I don’t really see your point. Even the examples you list are nonsensical.

* We are no longer in the ps2 era. EA now uses Frostbite, which was developed by the Swedish studio Dice. It is alive and well, powering some 40-50 games. https://en.m.wikipedia.org/wiki/Frostbite_(game_engine)

* Nokia was dead well before MS bought them.

I sort or agree but those aren't exactly great example.

I dont see how Renderware would compete with Unreal. Even their owner EA choose Unreal. They were great in PS2 era, but next Gen console ( PS3 ) they were not.

Nokia was dead even before Stephen Elop became the CEO. So the Microsoft acquisition has nothing to do with it.

IMG - Yes. But I would argue they were dead either way. They couldn't get more GPU licensing due to ARM's Mali being cheap and good enough. They couldn't expand into other IP licensing areas. Their MIPS acquisition was 5 years too late. Their wireless part couldn't compete with CEVA. And they somehow didn't sell themselves to Apple as an Exit. ( But then Apple lied about not using IMG's IP. While Steve Jobs often put a spin thing, I find Time Cook's Apple quite often just flat out lying )

I'm a game rendering engineer that uses Unreal (and used Renderware) so I know a little about this subject.

If Renderware hadn't been brought by EA (and hence controlled by your competitor), the rest of the industry would probably have kept using Renderware as it was the best option and development would have continued. It would have been built on to deliver next gen experiences.

It mirrors pretty much perfectly what is wrong with the ARM Nvidia deal.

Nokia yes wasn't doing well in the smart phone sector but was doing excellently in the feature phone sector. Hence why HMD Global is now doing very well selling those handsets.

And if Europe develop a company that threatens US leading tech / surveillance companies like Facebook / Google, or becomes the leader of the next tech wave, be prepared for US government actions to take it down. See: Japanese semi conductor industry in the 80s, Alstim, Bombardier, Tiktok.
One could argue that's what happened to NOKIA - the only non-US company controlling the largest growing market at the time. For anyone saying that it was dead already, you don't understand that despite minimal presence on the US market it controlled over 60% of the world's market and that could have lasted much longer due to loyalty of customers and upcoming MeeGo (that even US reviewers liked) if it wasn't Eloped.
Everyone I know here in Europe thought Nokia was dead when MS bought it.
Yes, when they bought it it was already dead, but I was talking about the time they were #1 and just got their new ex-MS CEO with a $20M bonus in case he sold the company. Then he proceeded to dismantle all that worked.
It doesn't even have to be the US government itself doing this; US companies are becoming large and strong enough to do as they please without regard to what lesser organizations and even countries have to say.

Perhaps governments around the world should do what the US did (and still does) to foreign companies before its too late.

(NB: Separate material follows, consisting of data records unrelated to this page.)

PR #1732, opened 2020-02-21
Generalize */fun starting with a-chol2

t4c1:
## Summary

Generalizes inputs to functions that start with a - chol2. `chol2inv` depends on `mdivide_left`, `mdivide_left_tri` and `mdivide_left_tri_low` so these were generalized as well.

## Tests
`assign()` had different requirements wrt compile time size for Eigen matrices and Eigen blocks. I changed that so it accepts all assignments Eigen does (It previously did that for blocks. For matrices it required same compile time sizes). That also changed some tests.

## Side Effects
None.

## Checklist

- [x] Math issue #1470

### DIFF
--- a/stan/math/fwd/fun/mdivide_left.hpp
+++ b/stan/math/fwd/fun/mdivide_left.hpp
@@ -54,7 +54,8 @@ mdivide_left(const T1& A, const T2& b) {
   return to_fvar(inv_A_mult_b, deriv);
 }
 
-template <typename T1, typename T2, require_eigen_vt<std::is_arithmetic, T1>* = nullptr,
+template <typename T1, typename T2,
+          require_eigen_vt<std::is_arithmetic, T1>* = nullptr,
           require_eigen_vt<is_fvar, T2>* = nullptr>
 inline Eigen::Matrix<value_type_t<T2>, T1::RowsAtCompileTime,
                      T2::ColsAtCompileTime>
--- a/stan/math/fwd/fun/mdivide_left.hpp
+++ b/stan/math/fwd/fun/mdivide_left.hpp
@@ -13,10 +13,18 @@
 namespace stan {
 namespace math {
 
-template <typename T, int R1, int C1, int R2, int C2>
-inline Eigen::Matrix<fvar<T>, R1, C2> mdivide_left(
-    const Eigen::Matrix<fvar<T>, R1, C1> &A,
-    const Eigen::Matrix<fvar<T>, R2, C2> &b) {
+template <typename T1, typename T2,
+          require_all_eigen_vt<is_fvar, T1, T2>* = nullptr,
+          require_same_vt<T1, T2>* = nullptr>
+inline Eigen::Matrix<value_type_t<T1>, T1::RowsAtCompileTime,
+                     T2::ColsAtCompileTime>
+mdivide_left(const T1& A, const T2& b) {
+  using T = typename value_type_t<T1>::Scalar;
+  constexpr int R1 = T1::RowsAtCompileTime;
+  constexpr int C1 = T1::ColsAtCompileTime;
+  constexpr int R2 = T2::RowsAtCompileTime;
+  constexpr int C2 = T2::ColsAtCompileTime;
+
   check_square("mdivide_left", "A", A);
   check_multiplicable("mdivide_left", "A", A, "b", b);
 
@@ -28,17 +36,19 @@ inline Eigen::Matrix<fvar<T>, R1, C2> mdivide_left(
   Eigen::Matrix<T, R2, C2> val_b(b.rows(), b.cols());
   Eigen::Matrix<T, R2, C2> deriv_b(b.rows(), b.cols());
 
+  const Eigen::Ref<const plain_type_t<T1>>& A_ref = A;
   for (int j = 0; j < A.cols(); j++) {
     for (int i = 0; i < A.rows(); i++) {
-      val_A(i, j) = A(i, j).val_;
-      deriv_A(i, j) = A(i, j).d_;
+      val_A(i, j) = A_ref(i, j).val_;
+      deriv_A(i, j) = A_ref(i, j).d_;
     }
   }
 
+  const Eigen::Ref<const plain_type_t<T2>>& b_ref = b;
   for (int j = 0; j < b.cols(); j++) {
     for (int i = 0; i < b.rows(); i++) {
-      val_b(i, j) = b(i, j).val_;
-      deriv_b(i, j) = b(i, j).d_;
+      val_b(i, j) = b_ref(i, j).val_;
+      deriv_b(i, j) = b_ref(i, j).d_;
     }
   }
 
@@ -52,30 +62,47 @@ inline Eigen::Matrix<fvar<T>, R1, C2> mdivide_left(
   return to_fvar(inv_A_mult_b, deriv);
 }
 
-template <typename T, int R1, int C1, int R2, int C2>
-inline Eigen::Matrix<fvar<T>, R1, C2> mdivide_left(
-    const Eigen::Matrix<double, R1, C1> &A,
-    const Eigen::Matrix<fvar<T>, R2, C2> &b) {
+template <typename T1, typename T2, require_eigen_t<T1>* = nullptr,
+          require_same_vt<double, T1>* = nullptr,
+          require_eigen_vt<is_fvar, T2>* = nullptr>
+inline Eigen::Matrix<value_type_t<T2>, T1::RowsAtCompileTime,
+                     T2::ColsAtCompileTime>
+mdivide_left(const T1& A, const T2& b) {
+  using T = typename value_type_t<T2>::Scalar;
+  constexpr int R1 = T1::RowsAtCompileTime;
+  constexpr int C1 = T1::ColsAtCompileTime;
+  constexpr int R2 = T2::RowsAtCompileTime;
+  constexpr int C2 = T2::ColsAtCompileTime;
+
   check_square("mdivide_left", "A", A);
   check_multiplicable("mdivide_left", "A", A, "b", b);
 
   Eigen::Matrix<T, R2, C2> val_b(b.rows(), b.cols());
   Eigen::Matrix<T, R2, C2> deriv_b(b.rows(), b.cols());
 
+  const Eigen::Ref<const plain_type_t<T2>>& b_ref = b;
   for (int j = 0; j < b.cols(); j++) {
     for (int i = 0; i < b.rows(); i++) {
-      val_b(i, j) = b(i, j).val_;
-      deriv_b(i, j) = b(i, j).d_;
+      val_b(i, j) = b_ref(i, j).val_;
+      deriv_b(i, j) = b_ref(i, j).d_;
     }
   }
 
   return to_fvar(mdivide_left(A, val_b), mdivide_left(A, deriv_b));
 }
 
-template <typename T, int R1, int C1, int R2, int C2>
-inline Eigen::Matrix<fvar<T>, R1, C2> mdivide_left(
-    const Eigen::Matrix<fvar<T>, R1, C1> &A,
-    const Eigen::Matrix<double, R2, C2> &b) {
+template <typename T1, typename T2, require_eigen_vt<is_fvar, T1>* = nullptr,
+          require_eigen_t<T2>* = nullptr,
+          require_same_vt<double, T2>* = nullptr>
+inline Eigen::Matrix<value_type_t<T1>, T1::RowsAtCompileTime,
+                     T2::ColsAtCompileTime>
+mdivide_left(const T1& A, const T2& b) {
+  using T = typename value_type_t<T1>::Scalar;
+  constexpr int R1 = T1::RowsAtCompileTime;
+  constexpr int C1 = T1::ColsAtCompileTime;
+  constexpr int R2 = T2::RowsAtCompileTime;
+  constexpr int C2 = T2::ColsAtCompileTime;
+
   check_square("mdivide_left", "A", A);
   check_multiplicable("mdivide_left", "A", A, "b", b);
 
@@ -84,10 +111,11 @@ inline Eigen::Matrix<fvar<T>, R1, C2> mdivide_left(
   Eigen::Matrix<T, R1, C1> val_A(A.rows(), A.cols());
   Eigen::Matrix<T, R1, C1> deriv_A(A.rows(), A.cols());
 
+  const Eigen::Ref<const plain_type_t<T1>>& A_ref = A;
   for (int j = 0; j < A.cols(); j++) {
     for (int i = 0; i < A.rows(); i++) {
-      val_A(i, j) = A(i, j).val_;
-      deriv_A(i, j) = A(i, j).d_;
+      val_A(i, j) = A_ref(i, j).val_;
+      deriv_A(i, j) = A_ref(i, j).d_;
     }
   }
 
--- a/stan/math/fwd/fun/mdivide_left.hpp
+++ b/stan/math/fwd/fun/mdivide_left.hpp
@@ -20,9 +20,7 @@ inline Eigen::Matrix<value_type_t<T1>, T1::RowsAtCompileTime,
                      T2::ColsAtCompileTime>
 mdivide_left(const T1& A, const T2& b) {
   using T = typename value_type_t<T1>::Scalar;
-  constexpr int R1 = T1::RowsAtCompileTime;
-  constexpr int C1 = T1::ColsAtCompileTime;
-  constexpr int R2 = T2::RowsAtCompileTime;
+  constexpr int S1 = T1::RowsAtCompileTime;
   constexpr int C2 = T2::ColsAtCompileTime;
 
   check_square("mdivide_left", "A", A);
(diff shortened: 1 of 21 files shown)


stan/math/prim/fun/append_row.hpp
```diff
@@ -161,21 +55,21 @@ inline Eigen::Matrix<T, Eigen::Dynamic, 1> append_row(
...
-    const T1& A, const Eigen::Matrix<T2, R, C>& B) {
+template <typename Scal, typename ColVec,
+          require_stan_scalar_t<Scal>* = nullptr,
+          require_t<is_eigen_col_vector<ColVec>>* = nullptr>
+inline Eigen::Matrix<return_type_t<Scal, ColVec>, Eigen::Dynamic, 1> append_row(
+    const Scal& A, const ColVec& B) {
   using Eigen::Dynamic;
   using Eigen::Matrix;
-  using return_type = return_type_t<T1, T2>;
+  using return_type = return_type_t<Scal, ColVec>;
```
andrjohns: This should be ```T_return``` for consistency with the above functions

stan/math/prim/fun/chol2inv.hpp
```diff
@@ -20,22 +20,22 @@ namespace math {
...
  *  lower triangular
  */
-template <typename T>
-Eigen::Matrix<T, Eigen::Dynamic, Eigen::Dynamic> chol2inv(
-    const Eigen::Matrix<T, Eigen::Dynamic, Eigen::Dynamic>& L) {
-  check_square("chol2inv", "L", L);
-  check_lower_triangular("chol2inv", "L", L);
+template <typename T, require_eigen_t<T>* = nullptr>
+plain_type_t<T> chol2inv(const T& L) {
+  const Eigen::Ref<const plain_type_t<T>>& L_ref = L;
```
andrjohns: Same comment here about having ```Eigen::Ref``` in the input type

stan/math/prim/fun/chol2inv.hpp
```diff
@@ -20,22 +20,22 @@ namespace math {
...
+    return L_ref;
   }
   if (K == 1) {
     matrix_t X(1, 1);
-    X.coeffRef(0) = inv_square(L.coeff(0));
+    X.coeffRef(0) = inv_square(L_ref.coeff(0, 0));
     return X;
   }
-  matrix_t L_inv = mdivide_left_tri_low(L, matrix_t::Identity(K, K).eval());
+  matrix_t L_inv = mdivide_left_tri_low(L_ref, matrix_t::Identity(K, K).eval());
```
andrjohns: Probably don't need the ```.eval()``` here since the ```mdivide_*``` were generalised above

stan/math/prim/fun/chol2inv.hpp
```diff
@@ -20,22 +20,22 @@ namespace math {
...
-  check_square("chol2inv", "L", L);
-  check_lower_triangular("chol2inv", "L", L);
+template <typename T, require_eigen_t<T>* = nullptr>
+plain_type_t<T> chol2inv(const T& L) {
+  const Eigen::Ref<const plain_type_t<T>>& L_ref = L;
+  check_square("chol2inv", "L", L_ref);
+  check_lower_triangular("chol2inv", "L", L_ref);
   int K = L.rows();
-  using matrix_t = Eigen::Matrix<T, Eigen::Dynamic, Eigen::Dynamic>;
+  using matrix_t = plain_type_t<T>;
```
andrjohns: typedefs in the rest of the library are generally ```T_```

stan/math/prim/fun/mdivide_left_tri.hpp
```diff
@@ -16,57 +16,54 @@ namespace math {
...
   check_square("mdivide_left_tri", "A", A);
   if (A.rows() == 0) {
     return {};
   }
 
   int n = A.rows();
-  Eigen::Matrix<T, Eigen::Dynamic, Eigen::Dynamic> b;
-  b.setIdentity(n, n);
+  plain_type_t<T> b = plain_type_t<T>::Identity(n, n);
   A.template triangularView<TriView>().solveInPlace(b);
```
andrjohns: Could probably have the ```Identity``` call within the ```solveInPlace``` to avoid a copy (depending on whether Eigen would optimise that, I guess)

stan/math/prim/fun/mdivide_left_tri.hpp
```diff
@@ -77,23 +74,20 @@ inline Eigen::Matrix<T, R1, C1> mdivide_left_tri(
...
  * @throws std::domain_error if A is not square or the rows of b don't
  * match the size of A.
  */
-template <Eigen::UpLoType TriView, int R1, int C1, int R2, int C2>
-inline Eigen::Matrix<double, R1, C2> mdivide_left_tri(
-    const Eigen::Matrix<double, R1, C1> &A,
-    const Eigen::Matrix<double, R2, C2> &b) {
+template <Eigen::UpLoType TriView, typename T1, typename T2,
+          require_all_eigen_t<T1, T2> * = nullptr,
+          require_all_same_vt<double, T1, T2> * = nullptr>
```
andrjohns: Probably simpler to use ```require_all_eigen_vt``` here

stan/math/prim/fun/mdivide_left_tri.hpp
```diff
@@ -122,16 +116,15 @@ inline Eigen::Matrix<double, R1, C2> mdivide_left_tri(
...
  *
  * @param A Triangular matrix.
  * @return x = A^-1 .
  * @throws std::domain_error if A is not square
  */
-template <Eigen::UpLoType TriView, int R1, int C1>
-inline Eigen::Matrix<double, R1, C1> mdivide_left_tri(
-    const Eigen::Matrix<double, R1, C1> &A) {
+template <Eigen::UpLoType TriView, typename T, require_eigen_t<T> * = nullptr,
+          require_same_vt<double, T> * = nullptr>
```
andrjohns: Could use ```require_eigen_vt``` here

stan/math/prim/fun/mdivide_left_tri.hpp
```diff
@@ -122,16 +116,15 @@ inline Eigen::Matrix<double, R1, C2> mdivide_left_tri(
...
+inline plain_type_t<T> mdivide_left_tri(const T &A) {
```
andrjohns: Why the inconsistency between a ```Eigen::Matrix``` or ```plain_type_t``` return? Harder to deduce the return for mixed scalar types?

stan/math/rev/fun/mdivide_left.hpp
```diff
@@ -185,19 +186,22 @@ inline Eigen::Matrix<var, R1, C2> mdivide_left(
...
   return res;
 }
 
-template <int R1, int C1, int R2, int C2>
-inline Eigen::Matrix<var, R1, C2> mdivide_left(
-    const Eigen::Matrix<var, R1, C1> &A,
-    const Eigen::Matrix<double, R2, C2> &b) {
+template <typename T1, typename T2, require_eigen_vt<is_var, T1> * = nullptr,
+          require_eigen_t<T2> * = nullptr,
+          require_same_vt<double, T2> * = nullptr>
```
andrjohns: ```require_eigen_vt``` here too

test/unit/math/fwd/fun/assign_test.cpp
```diff
@@ -73,9 +73,6 @@ TEST(AgradFwdMatrixAssign, eigen_row_vector_fvar_double_shape_mismatch) {
   Matrix<fvar<double>, Dynamic, Dynamic> zzz(3, 1);
   zzz << 1, 2, 3;
   EXPECT_THROW(assign(x, zzz), std::invalid_argument);
-
-  Matrix<fvar<double>, Dynamic, Dynamic> zzzz(1, 3);
-  EXPECT_THROW(assign(x, zzzz), std::invalid_argument);
```
andrjohns: This is a tricky one. Size-wise the two objects are the same, but one is declared as a matrix and one a vector. This means that throwing in the math library will be dimension-based, but throwing in the Stan language will be type-dependent (although I'm not sure if ```assign``` is even exposed?). Not sure if that's an important distinction to make somewhere.

stan/math/fwd/fun/mdivide_left.hpp
```diff
@@ -31,17 +39,19 @@ inline Eigen::Matrix<fvar<T>, R1, C2> mdivide_left(
   Eigen::Matrix<T, R2, C2> val_b(b.rows(), b.cols());
   Eigen::Matrix<T, R2, C2> deriv_b(b.rows(), b.cols());
 
+  const Eigen::Ref<const plain_type_t<T1>>& A_ref = A;
   for (int j = 0; j < A.cols(); j++) {
     for (int i = 0; i < A.rows(); i++) {
-      val_A(i, j) = A(i, j).val_;
-      deriv_A(i, j) = A(i, j).d_;
+      val_A(i, j) = A_ref(i, j).val_;
```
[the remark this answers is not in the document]
t4c1: I am pretty sure if a do `val_A = A.val(); deriv_A = A.d()`, A would be evaluated twice. I think we can not avoid either a copy or two evaluations.

stan/math/prim/err/check_lower_triangular.hpp
```diff
@@ -23,13 +23,13 @@ namespace math {
...
  *   portion is NaN
  */
-template <typename T_y>
-inline void check_lower_triangular(
-    const char* function, const char* name,
-    const Eigen::Matrix<T_y, Eigen::Dynamic, Eigen::Dynamic>& y) {
+template <typename T_y, require_eigen_t<T_y>* = nullptr>
+inline void check_lower_triangular(const char* function, const char* name,
+                                   const T_y& y) {
+  const Eigen::Ref<const plain_type_t<T_y>>& y_ref = y;
```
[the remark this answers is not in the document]
t4c1: I think I made no changes to `throw_domain_error`. Anyway it just writes a message and throws. There is no iteration over Eigen objects in `throw_domain_error`.

stan/math/prim/fun/accumulator.hpp
```diff
@@ -73,15 +73,14 @@ class accumulator {
...
    * @param m Matrix of values to add
    */
-  template <typename S, int R, int C>
-  void add(const Eigen::Matrix<S, R, C>& m) {
+  template <typename S, require_eigen_t<S>* = nullptr>
+  void add(const S& m) {
+    const auto& m_eval = m.eval();
     for (int i = 0; i < m.size(); ++i) {
-      this->add(m(i));
+      this->add(m_eval.coeff(i));
```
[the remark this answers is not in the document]
t4c1: I would use a `Eigen::Ref`, but it does not allow linear indexing. Using two loops could be inefficient if we get in a row-major matrix (such as a result of `.transpose()`).

stan/math/fwd/fun/mdivide_left.hpp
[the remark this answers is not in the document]
andrjohns: Ah gotcha, makes sense

stan/math/prim/err/check_lower_triangular.hpp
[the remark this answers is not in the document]
andrjohns: I meant down on line 38:
```
throw_domain_error(function, name, y(m, n), msg_str.c_str())
```
Shouldn't that be:
```
throw_domain_error(function, name, y_ref(m, n), msg_str.c_str())
```

stan/math/prim/fun/accumulator.hpp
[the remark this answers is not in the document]
andrjohns: That makes sense to me

stan/math/fwd/fun/mdivide_left.hpp
```diff
@@ -13,10 +13,18 @@
...
-    const Eigen::Matrix<fvar<T>, R2, C2> &b) {
+template <typename T1, typename T2,
+          require_all_eigen_vt<is_fvar, T1, T2>* = nullptr,
+          require_same_vt<T1, T2>* = nullptr>
+inline Eigen::Matrix<value_type_t<T1>, T1::RowsAtCompileTime,
+                     T2::ColsAtCompileTime>
+mdivide_left(const T1& A, const T2& b) {
+  using T = typename value_type_t<T1>::Scalar;
+  constexpr int R1 = T1::RowsAtCompileTime;
+  constexpr int C1 = T1::ColsAtCompileTime;
```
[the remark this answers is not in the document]
t4c1: fixed.

stan/math/fwd/fun/mdivide_left.hpp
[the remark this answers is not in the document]
t4c1: Hey, I think you have some experience with adding to Eigen library. Do you think it would be possible to make some kind of expression that would make a `fvar` "Matrix" by referencing two matrices of `double`s. So that we could directley evaluate a fvar expression into two matrices like this:
```
make_fvar_ref_matrix(val_A, deriv_A) = A.eval();
```

stan/math/fwd/fun/mdivide_left.hpp
```diff
@@ -55,10 +65,18 @@ inline Eigen::Matrix<fvar<T>, R1, C2> mdivide_left(
   return to_fvar(inv_A_mult_b, deriv);
 }
 
-template <typename T, int R1, int C1, int R2, int C2>
-inline Eigen::Matrix<fvar<T>, R1, C2> mdivide_left(
-    const Eigen::Matrix<double, R1, C1> &A,
-    const Eigen::Matrix<fvar<T>, R2, C2> &b) {
+template <typename T1, typename T2, require_eigen_t<T1>* = nullptr,
+          require_same_vt<double, T1>* = nullptr,
```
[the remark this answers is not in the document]
t4c1: fixed.

stan/math/fwd/fun/mdivide_left.hpp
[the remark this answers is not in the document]
andrjohns: Yep I could do that. I think the easiest approach would be a custom ```CwiseBinaryOp```, something like:
```
val_A.make_fvar(deriv_A)
```
I could just drop that into the current matrixbase addons. The tricky part will be the order of includes, since the ```fvar``` header will need to be included before the ```eigen_plugins.h``` header. but I can do some testing and see what works.

stan/math/fwd/fun/mdivide_left.hpp
```diff
@@ -31,17 +39,19 @@ inline Eigen::Matrix<fvar<T>, R1, C2> mdivide_left(
...
+      deriv_A(i, j) = A_ref(i, j).d_;
     }
   }
 
+  const Eigen::Ref<const plain_type_t<T2>>& b_ref = b;
   for (int j = 0; j < b.cols(); j++) {
     for (int i = 0; i < b.rows(); i++) {
-      val_b(i, j) = b(i, j).val_;
-      deriv_b(i, j) = b(i, j).d_;
+      val_b(i, j) = b_ref(i, j).val_;
```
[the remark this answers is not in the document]
t4c1: fixed.

stan/math/fwd/fun/mdivide_left_tri_low.hpp
```diff
@@ -56,10 +66,18 @@ inline Eigen::Matrix<fvar<T>, R1, C2> mdivide_left_tri_low(
   return to_fvar(inv_A_mult_b, deriv);
```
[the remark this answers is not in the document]
t4c1: I'll do that, but don't expect any significant performance benefit in this case. The majority of time is spent in those O(n**3) LU decompositions in `mdivide_left`.

stan/math/prim/err/check_lower_triangular.hpp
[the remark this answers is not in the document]
t4c1: fixed

stan/math/prim/fun/add_diag.hpp
```diff
@@ -13,49 +13,28 @@ namespace math {
...
  * @param mat a matrix
- * @param to_add value to add along the diagonal
+ * @param to_add scalar value or column vector or row vector to add along the
+ * diagonal
  * @return a matrix with to_add added along main diagonal
  */
-template <typename T_m, typename T_a>
+template <typename T_m, typename T_a, typename = require_eigen_t<T_m>,
+          typename
+          = require_t<disjunction<is_eigen_vector<T_a>, is_stan_scalar<T_a>>>>
```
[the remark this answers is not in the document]
t4c1: fixed

stan/math/prim/fun/add_diag.hpp
```diff
@@ -13,49 +13,28 @@ namespace math {
...
-         const Eigen::Matrix<T_a, R, C> &to_add) {
-  const size_t length_diag = std::min(mat.rows(), mat.cols());
-  check_consistent_size("add_diag", "number of elements of to_add", to_add,
-                        length_diag);
-
-  Eigen::Matrix<return_type_t<T_m, T_a>, Eigen::Dynamic, Eigen::Dynamic> out
-      = mat;
-  out.diagonal() += to_add;
+  out.diagonal().array()
+      += as_array_or_scalar(as_column_vector_or_scalar(to_add));
```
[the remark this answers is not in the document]
t4c1: Similar situations came up a lot in GLMs, that is why I added these two functions.

stan/math/prim/fun/append_row.hpp
t4c1: fixed

stan/math/prim/fun/chol2inv.hpp
t4c1: Also same dilemma between a copy and double evaluation.

stan/math/prim/fun/chol2inv.hpp
t4c1: fixed

stan/math/prim/fun/chol2inv.hpp
t4c1: fixed

stan/math/prim/fun/mdivide_left_tri.hpp
t4c1: This works in place, that is in memory, allocated by `b` so there is no copy. And if we did not make `b` a variable first we could not return it.

stan/math/prim/fun/mdivide_left_tri.hpp
t4c1: It would be if we had a `is_double` type trait. But we don't.

stan/math/prim/fun/mdivide_left_tri.hpp
t4c1: Only if we had `is_double` type trait. Maybe we should add it?

stan/math/prim/fun/mdivide_left_tri.hpp
t4c1: I can't use `plain_type_t` for previous function as it has rows and cols numbers from different input matrices.

stan/math/rev/fun/mdivide_left.hpp
t4c1: same answer too

stan/math/prim/fun/mdivide_left_tri.hpp
t4c1: Most OpenCL implementations only work with double. Passing in int would fail to compile.

stan/math/rev/fun/mdivide_left.hpp
t4c1: fixed

test/unit/math/fwd/fun/assign_test.cpp
t4c1: Indeed. I think there is no reason to have different requirements for `Eigen::Block` and `Eigen::Matrix`. I assume it is better to allow assigning of matrices woth different compile time sizes. Do you think it is prefereble to fail assigments for blocks with different sizes? Or is there a reason for difference in handling of matrices and blocks?

stan/math/prim/fun/mdivide_left_tri.hpp
SteveBronder: We have require_floating_point and I'm pretty sure the OpenCL will case float to double if it sees a float

t4c1: > case float to double if it sees a float

I don't think so. It seem it would just copy raw data resulting in garbage output with no errors.

t4c1:
@andrjohns This is ready for another review.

They have yet to do this with rare earth metals, which represent a huge strategic threat to both the US and much of the rest of the world to rely on China for a vast majority of the supply.
It has been said that other countries, including US, in fact have more rare earth deposits. If they choose to relax environmental laws and disregard patents held by Chinese corporations, more rare earth would be produced.
Yes, other countries have them. They're not willing to produce them at the higher cost required to obey environmental laws. I'm not sure how patent laws are a huge issue here: rare earths may have increasing market demand, but they've been extracted and processed for countless years. Only innovations China has made in the last ~20 years would be covered by patents. I'm sure there have been some innovations, but I'm also sure our other mining industries in the US would be happy to leverage their patent portfolio in a patent war if China wasn't willing to work on reasonable licensing terms.

A global strategic bottleneck in China for these things doesn't require patent or environmental law violations, it just requires us to pay more for them. For a critically strategic resource like this, the US should ensure a consistent supply chain independent of geopolitical concerns with China. And if China were to cut off supply then concern for their patents goes out the window too.

Wait - it was OK when ARM was owned by a Japanese company, but suddenly bad when a US company buys them? Being anti-US is not a legitimate point. If anything, nVidia will create new market opportunities and expand existing ones for ARM. They have already said they will be expanding their UK presence. Maybe don't react so emotionally next time.
No it wasn't OK when Softbank bought them, I vehemently disagreed with the sale then, as this was the next step after Softbank acquired them.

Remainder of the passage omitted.